Here is a listing. Set it down again exactly.

──────

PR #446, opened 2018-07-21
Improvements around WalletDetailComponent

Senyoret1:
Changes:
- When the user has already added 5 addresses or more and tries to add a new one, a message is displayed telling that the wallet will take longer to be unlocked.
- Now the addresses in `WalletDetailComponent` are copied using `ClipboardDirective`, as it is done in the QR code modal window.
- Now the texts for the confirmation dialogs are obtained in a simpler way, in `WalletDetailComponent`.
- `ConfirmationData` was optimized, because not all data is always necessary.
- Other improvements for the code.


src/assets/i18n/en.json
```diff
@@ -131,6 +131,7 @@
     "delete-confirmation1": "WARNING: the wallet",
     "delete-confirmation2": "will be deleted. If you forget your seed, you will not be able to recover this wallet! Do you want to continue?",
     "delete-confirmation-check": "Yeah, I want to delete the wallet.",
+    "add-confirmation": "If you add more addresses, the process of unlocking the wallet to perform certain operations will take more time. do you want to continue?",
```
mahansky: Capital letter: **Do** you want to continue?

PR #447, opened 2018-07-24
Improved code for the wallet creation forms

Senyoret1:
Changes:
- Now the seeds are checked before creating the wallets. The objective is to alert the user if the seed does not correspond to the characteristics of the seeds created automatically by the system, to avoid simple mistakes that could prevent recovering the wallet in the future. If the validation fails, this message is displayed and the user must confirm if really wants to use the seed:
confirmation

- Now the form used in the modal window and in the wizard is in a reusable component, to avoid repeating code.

──────

» Answer:
PR #446, opened 2018-07-21
Improvements around WalletDetailComponent

Senyoret1:
Changes:
- When the user has already added 5 addresses or more and tries to add a new one, a message is displayed telling that the wallet will take longer to be unlocked.
- Now the addresses in `WalletDetailComponent` are copied using `ClipboardDirective`, as it is done in the QR code modal window.
- Now the texts for the confirmation dialogs are obtained in a simpler way, in `WalletDetailComponent`.
- `ConfirmationData` was optimized, because not all data is always necessary.
- Other improvements for the code.


src/assets/i18n/en.json
```diff
@@ -131,6 +131,7 @@
     "delete-confirmation1": "WARNING: the wallet",
     "delete-confirmation2": "will be deleted. If you forget your seed, you will not be able to recover this wallet! Do you want to continue?",
     "delete-confirmation-check": "Yeah, I want to delete the wallet.",
+    "add-confirmation": "If you add more addresses, the process of unlocking the wallet to perform certain operations will take more time. do you want to continue?",
```
mahansky: Capital letter: **Do** you want to continue?

PR #447, opened 2018-07-24
Improved code for the wallet creation forms

Senyoret1:
Changes:
- Now the seeds are checked before creating the wallets. The objective is to alert the user if the seed does not correspond to the characteristics of the seeds created automatically by the system, to avoid simple mistakes that could prevent recovering the wallet in the future. If the validation fails, this message is displayed and the user must confirm if really wants to use the seed:
confirmation

- Now the form used in the modal window and in the wizard is in a reusable component, to avoid repeating code.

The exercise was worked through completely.